(Saved data entries)
::::::

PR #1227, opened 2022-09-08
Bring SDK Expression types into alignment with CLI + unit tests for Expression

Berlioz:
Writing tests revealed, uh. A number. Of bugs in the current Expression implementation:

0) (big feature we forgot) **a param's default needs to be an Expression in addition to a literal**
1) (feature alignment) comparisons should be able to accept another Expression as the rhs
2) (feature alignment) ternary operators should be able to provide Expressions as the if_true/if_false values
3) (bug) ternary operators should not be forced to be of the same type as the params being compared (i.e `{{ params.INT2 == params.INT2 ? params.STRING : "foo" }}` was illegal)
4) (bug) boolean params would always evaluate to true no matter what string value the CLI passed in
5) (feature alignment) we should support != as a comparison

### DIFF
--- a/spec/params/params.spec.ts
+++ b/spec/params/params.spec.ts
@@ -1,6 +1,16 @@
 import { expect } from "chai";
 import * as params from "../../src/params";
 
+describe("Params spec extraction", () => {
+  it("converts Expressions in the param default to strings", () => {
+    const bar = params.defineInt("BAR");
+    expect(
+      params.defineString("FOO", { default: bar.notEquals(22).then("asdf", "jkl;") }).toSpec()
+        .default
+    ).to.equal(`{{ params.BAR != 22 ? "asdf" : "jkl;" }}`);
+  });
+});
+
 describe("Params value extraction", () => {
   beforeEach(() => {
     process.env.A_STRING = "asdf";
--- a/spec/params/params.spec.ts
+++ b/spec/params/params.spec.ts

::::::

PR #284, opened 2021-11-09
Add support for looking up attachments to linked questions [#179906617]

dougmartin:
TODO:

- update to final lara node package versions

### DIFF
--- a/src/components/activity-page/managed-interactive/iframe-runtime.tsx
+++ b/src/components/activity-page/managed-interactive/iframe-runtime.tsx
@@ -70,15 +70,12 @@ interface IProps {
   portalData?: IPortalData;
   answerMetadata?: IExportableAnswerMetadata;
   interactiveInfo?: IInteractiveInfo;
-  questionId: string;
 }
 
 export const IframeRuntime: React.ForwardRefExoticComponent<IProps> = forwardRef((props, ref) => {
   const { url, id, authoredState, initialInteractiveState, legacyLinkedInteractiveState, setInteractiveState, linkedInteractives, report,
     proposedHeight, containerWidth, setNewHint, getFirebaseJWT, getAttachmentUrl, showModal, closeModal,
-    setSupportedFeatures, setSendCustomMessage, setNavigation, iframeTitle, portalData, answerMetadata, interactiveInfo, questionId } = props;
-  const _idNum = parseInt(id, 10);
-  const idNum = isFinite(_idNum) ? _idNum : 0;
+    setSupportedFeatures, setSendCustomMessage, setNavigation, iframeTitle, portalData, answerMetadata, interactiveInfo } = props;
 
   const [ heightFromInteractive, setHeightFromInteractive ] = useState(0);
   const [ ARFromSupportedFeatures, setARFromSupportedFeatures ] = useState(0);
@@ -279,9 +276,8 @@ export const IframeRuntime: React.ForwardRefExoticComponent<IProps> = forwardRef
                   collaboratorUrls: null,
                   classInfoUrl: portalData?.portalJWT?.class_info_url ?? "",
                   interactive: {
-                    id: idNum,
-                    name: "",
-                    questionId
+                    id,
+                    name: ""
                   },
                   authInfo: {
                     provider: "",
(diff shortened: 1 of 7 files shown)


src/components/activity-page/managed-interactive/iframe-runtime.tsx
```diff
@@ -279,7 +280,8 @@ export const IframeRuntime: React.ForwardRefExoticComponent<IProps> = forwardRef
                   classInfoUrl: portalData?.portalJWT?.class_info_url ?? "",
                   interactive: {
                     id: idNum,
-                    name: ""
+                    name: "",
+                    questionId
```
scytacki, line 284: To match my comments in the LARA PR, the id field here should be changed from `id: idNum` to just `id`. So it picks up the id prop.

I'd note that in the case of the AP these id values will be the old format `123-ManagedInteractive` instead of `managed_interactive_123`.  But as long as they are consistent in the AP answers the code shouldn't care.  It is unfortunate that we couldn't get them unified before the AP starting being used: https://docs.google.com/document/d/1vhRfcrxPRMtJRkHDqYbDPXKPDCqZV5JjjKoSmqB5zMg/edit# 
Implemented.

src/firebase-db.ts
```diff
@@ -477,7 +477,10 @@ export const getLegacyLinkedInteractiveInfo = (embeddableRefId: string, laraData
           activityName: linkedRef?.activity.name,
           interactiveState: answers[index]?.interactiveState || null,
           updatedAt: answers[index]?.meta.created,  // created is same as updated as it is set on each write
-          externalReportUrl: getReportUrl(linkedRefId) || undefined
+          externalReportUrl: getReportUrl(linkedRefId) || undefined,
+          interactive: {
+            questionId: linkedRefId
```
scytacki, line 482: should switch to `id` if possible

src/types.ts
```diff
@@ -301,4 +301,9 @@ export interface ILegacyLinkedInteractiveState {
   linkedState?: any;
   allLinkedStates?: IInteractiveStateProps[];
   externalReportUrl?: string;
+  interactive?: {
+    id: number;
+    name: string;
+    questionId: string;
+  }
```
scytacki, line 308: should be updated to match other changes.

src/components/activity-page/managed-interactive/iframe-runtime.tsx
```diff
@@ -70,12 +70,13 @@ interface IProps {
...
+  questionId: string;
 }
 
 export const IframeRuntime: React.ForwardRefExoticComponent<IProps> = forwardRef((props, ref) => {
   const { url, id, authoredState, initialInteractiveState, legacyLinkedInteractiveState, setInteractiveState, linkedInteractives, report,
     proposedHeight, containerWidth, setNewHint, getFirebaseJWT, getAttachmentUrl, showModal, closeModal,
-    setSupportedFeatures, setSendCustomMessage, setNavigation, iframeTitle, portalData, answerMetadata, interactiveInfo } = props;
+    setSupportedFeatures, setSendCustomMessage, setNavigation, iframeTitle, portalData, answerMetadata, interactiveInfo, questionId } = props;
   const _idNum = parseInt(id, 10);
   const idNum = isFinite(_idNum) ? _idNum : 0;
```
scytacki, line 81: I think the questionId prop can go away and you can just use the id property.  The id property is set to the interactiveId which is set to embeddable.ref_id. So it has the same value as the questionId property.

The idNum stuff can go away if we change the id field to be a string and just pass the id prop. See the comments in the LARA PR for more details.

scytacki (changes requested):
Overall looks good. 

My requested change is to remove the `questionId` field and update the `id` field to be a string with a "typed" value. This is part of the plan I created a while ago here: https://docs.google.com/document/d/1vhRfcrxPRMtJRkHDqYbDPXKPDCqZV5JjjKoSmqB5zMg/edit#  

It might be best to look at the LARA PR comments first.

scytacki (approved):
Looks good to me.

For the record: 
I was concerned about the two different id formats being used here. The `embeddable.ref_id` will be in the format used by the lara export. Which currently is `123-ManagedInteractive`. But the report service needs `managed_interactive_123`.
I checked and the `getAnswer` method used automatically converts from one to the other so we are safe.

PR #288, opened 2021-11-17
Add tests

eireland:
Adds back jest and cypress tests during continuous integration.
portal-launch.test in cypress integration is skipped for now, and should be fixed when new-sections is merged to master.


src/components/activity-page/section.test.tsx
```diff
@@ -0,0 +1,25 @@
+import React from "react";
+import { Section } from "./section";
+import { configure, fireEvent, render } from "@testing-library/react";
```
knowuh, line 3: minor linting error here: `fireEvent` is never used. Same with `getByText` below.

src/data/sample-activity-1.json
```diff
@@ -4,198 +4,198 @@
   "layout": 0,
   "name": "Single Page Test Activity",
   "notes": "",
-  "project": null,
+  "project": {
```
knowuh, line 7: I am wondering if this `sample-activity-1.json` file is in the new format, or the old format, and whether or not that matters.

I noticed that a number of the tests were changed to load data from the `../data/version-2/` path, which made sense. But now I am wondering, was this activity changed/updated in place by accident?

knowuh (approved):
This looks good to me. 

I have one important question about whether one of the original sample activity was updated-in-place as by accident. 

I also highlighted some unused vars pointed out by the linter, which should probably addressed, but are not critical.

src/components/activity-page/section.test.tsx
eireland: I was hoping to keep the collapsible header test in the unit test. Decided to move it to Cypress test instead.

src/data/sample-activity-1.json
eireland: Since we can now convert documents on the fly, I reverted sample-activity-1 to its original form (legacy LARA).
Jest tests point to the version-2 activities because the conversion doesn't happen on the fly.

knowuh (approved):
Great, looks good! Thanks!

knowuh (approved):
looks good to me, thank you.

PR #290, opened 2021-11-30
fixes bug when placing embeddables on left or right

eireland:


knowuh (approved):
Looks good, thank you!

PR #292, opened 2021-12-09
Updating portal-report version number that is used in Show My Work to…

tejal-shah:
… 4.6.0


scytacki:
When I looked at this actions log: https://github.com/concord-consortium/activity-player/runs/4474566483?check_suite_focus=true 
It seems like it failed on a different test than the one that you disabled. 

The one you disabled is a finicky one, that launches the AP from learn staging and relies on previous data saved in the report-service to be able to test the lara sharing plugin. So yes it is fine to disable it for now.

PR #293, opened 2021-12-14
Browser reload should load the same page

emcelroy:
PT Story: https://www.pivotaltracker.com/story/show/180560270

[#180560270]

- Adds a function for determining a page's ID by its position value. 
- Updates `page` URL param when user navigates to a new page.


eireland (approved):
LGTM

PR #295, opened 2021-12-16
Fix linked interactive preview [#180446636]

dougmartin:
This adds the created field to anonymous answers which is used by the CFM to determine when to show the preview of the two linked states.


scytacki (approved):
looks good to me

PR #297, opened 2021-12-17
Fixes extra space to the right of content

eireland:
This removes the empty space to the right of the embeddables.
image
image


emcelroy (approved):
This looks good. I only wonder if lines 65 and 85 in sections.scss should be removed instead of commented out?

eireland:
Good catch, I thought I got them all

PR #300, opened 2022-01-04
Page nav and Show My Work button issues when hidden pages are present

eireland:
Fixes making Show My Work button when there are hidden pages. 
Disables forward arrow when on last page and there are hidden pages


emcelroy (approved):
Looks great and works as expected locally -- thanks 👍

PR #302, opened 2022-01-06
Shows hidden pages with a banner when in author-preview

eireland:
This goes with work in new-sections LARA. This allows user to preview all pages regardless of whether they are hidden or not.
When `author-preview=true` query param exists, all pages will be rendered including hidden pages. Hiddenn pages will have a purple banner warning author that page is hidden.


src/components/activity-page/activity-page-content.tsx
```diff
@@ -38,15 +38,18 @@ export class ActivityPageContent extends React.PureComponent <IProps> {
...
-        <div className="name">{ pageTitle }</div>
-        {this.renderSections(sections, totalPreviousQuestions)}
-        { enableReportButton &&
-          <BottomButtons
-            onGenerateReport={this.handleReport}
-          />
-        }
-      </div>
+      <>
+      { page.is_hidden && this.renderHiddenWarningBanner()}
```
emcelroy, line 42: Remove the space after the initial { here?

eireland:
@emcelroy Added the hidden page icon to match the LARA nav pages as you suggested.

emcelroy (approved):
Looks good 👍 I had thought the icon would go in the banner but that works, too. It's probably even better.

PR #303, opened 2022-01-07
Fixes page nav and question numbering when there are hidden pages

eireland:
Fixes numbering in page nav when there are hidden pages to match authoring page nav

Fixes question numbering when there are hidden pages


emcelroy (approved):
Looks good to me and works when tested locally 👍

::::::

Reproduce the lines above, beginning at the line with "Looks great and" and stopping after the line with "This goes with", exactly as they are.

Looks great and works as expected locally -- thanks 👍

PR #302, opened 2022-01-06
Shows hidden pages with a banner when in author-preview

eireland:
This goes with work in new-sections LARA. This allows user to preview all pages regardless of whether they are hidden or not.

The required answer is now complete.